──────── Records shown

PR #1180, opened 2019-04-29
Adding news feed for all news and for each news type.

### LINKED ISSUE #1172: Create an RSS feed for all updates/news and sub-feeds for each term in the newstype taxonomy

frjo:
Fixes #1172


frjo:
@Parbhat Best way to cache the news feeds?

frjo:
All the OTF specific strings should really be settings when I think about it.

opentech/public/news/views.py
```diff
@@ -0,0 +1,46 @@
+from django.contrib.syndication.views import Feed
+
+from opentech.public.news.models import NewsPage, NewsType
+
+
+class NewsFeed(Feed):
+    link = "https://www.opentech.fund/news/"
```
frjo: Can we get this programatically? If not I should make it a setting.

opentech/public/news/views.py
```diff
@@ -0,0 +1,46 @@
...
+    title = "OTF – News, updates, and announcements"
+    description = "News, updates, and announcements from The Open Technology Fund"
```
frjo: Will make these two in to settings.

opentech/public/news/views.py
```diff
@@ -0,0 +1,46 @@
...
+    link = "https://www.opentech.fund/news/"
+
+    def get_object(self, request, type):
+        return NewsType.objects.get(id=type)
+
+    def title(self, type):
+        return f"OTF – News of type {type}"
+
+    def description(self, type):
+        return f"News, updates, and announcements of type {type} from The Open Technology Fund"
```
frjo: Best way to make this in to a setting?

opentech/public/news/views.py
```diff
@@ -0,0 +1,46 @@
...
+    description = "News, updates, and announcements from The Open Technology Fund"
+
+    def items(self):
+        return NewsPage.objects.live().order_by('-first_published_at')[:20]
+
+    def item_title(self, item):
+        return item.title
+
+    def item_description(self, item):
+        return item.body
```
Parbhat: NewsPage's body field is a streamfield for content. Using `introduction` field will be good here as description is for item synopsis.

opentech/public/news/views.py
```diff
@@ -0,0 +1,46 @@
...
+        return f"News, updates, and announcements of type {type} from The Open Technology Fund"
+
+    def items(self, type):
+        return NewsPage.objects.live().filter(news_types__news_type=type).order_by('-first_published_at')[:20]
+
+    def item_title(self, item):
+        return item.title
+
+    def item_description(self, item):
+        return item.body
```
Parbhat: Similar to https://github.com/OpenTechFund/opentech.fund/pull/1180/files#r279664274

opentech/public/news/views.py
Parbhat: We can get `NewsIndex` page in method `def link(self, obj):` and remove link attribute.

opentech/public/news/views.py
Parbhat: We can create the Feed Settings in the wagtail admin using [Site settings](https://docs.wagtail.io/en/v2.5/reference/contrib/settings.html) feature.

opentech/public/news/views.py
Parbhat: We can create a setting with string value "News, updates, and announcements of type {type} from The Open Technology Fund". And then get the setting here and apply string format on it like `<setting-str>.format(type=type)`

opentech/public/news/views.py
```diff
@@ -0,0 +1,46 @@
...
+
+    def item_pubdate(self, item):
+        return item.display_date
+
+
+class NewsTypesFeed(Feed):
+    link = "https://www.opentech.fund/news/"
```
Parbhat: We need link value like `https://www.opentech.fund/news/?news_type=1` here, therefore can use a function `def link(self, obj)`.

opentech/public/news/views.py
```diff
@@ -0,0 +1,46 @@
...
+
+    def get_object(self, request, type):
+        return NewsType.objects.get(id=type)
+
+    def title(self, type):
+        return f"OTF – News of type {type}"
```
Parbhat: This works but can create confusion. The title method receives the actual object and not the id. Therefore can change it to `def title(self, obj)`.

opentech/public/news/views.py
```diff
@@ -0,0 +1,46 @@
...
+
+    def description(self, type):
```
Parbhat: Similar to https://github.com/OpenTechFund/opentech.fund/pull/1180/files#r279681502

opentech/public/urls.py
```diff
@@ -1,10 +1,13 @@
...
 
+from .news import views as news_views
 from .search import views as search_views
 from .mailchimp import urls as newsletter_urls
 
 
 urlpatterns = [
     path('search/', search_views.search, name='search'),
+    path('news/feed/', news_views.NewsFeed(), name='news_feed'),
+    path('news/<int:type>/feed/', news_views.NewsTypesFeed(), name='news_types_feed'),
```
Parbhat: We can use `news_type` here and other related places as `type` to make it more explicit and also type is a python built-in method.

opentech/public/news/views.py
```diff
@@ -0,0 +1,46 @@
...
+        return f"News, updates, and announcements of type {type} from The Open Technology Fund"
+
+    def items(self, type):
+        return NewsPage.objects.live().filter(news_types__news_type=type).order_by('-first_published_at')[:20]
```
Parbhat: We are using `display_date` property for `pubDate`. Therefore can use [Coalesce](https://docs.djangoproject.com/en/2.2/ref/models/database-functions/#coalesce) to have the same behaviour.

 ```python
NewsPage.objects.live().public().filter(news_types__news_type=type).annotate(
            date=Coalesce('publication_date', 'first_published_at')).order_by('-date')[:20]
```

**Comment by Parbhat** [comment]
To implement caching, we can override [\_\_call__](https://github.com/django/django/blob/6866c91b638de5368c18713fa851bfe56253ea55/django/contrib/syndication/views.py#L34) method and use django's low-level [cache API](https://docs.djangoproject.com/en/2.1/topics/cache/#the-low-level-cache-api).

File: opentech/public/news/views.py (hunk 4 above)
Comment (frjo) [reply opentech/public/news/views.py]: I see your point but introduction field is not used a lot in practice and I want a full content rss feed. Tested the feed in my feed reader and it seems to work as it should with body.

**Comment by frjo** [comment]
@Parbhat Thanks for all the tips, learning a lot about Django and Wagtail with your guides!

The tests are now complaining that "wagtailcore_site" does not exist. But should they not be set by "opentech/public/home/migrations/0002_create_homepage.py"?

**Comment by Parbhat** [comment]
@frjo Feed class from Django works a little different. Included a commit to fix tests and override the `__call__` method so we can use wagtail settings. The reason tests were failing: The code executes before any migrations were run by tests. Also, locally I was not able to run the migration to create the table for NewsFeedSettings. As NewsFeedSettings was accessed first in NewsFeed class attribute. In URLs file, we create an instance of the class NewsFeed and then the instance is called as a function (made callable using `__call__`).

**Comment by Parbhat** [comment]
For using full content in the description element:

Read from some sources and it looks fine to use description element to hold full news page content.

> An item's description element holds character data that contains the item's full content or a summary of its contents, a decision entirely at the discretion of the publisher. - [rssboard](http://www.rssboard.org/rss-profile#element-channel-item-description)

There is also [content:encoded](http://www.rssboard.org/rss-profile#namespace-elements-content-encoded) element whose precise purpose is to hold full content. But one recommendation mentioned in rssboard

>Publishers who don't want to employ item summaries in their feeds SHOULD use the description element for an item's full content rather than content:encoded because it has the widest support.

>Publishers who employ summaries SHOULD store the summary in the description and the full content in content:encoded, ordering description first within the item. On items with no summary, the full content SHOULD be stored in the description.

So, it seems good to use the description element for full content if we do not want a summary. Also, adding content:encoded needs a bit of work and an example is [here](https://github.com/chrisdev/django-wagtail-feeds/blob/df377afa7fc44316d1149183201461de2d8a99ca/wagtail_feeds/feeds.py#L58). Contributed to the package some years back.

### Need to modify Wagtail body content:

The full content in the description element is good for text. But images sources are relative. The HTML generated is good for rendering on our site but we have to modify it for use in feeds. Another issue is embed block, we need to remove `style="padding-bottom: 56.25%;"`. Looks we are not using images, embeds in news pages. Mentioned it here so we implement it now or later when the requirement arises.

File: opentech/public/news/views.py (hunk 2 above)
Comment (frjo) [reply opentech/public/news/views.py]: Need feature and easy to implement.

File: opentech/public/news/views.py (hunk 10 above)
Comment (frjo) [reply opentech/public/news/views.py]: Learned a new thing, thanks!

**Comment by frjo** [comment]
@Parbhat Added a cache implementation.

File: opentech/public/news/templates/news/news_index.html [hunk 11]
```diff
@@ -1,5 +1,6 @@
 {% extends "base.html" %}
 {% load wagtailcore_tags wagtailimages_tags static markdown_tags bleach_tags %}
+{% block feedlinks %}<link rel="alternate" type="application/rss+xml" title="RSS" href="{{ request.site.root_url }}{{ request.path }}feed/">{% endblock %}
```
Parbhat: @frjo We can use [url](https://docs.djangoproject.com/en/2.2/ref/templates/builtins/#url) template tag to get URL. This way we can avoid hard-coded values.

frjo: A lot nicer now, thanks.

────────────────

Assignment: Look through the entries. Copy out each line with "when" in it.

The answer:
All the OTF specific strings should really be settings when I think about it.
The full content in the description element is good for text. But images sources are relative. The HTML generated is good for rendering on our site but we have to modify it for use in feeds. Another issue is embed block, we need to remove `style="padding-bottom: 56.25%;"`. Looks we are not using images, embeds in news pages. Mentioned it here so we implement it now or later when the requirement arises.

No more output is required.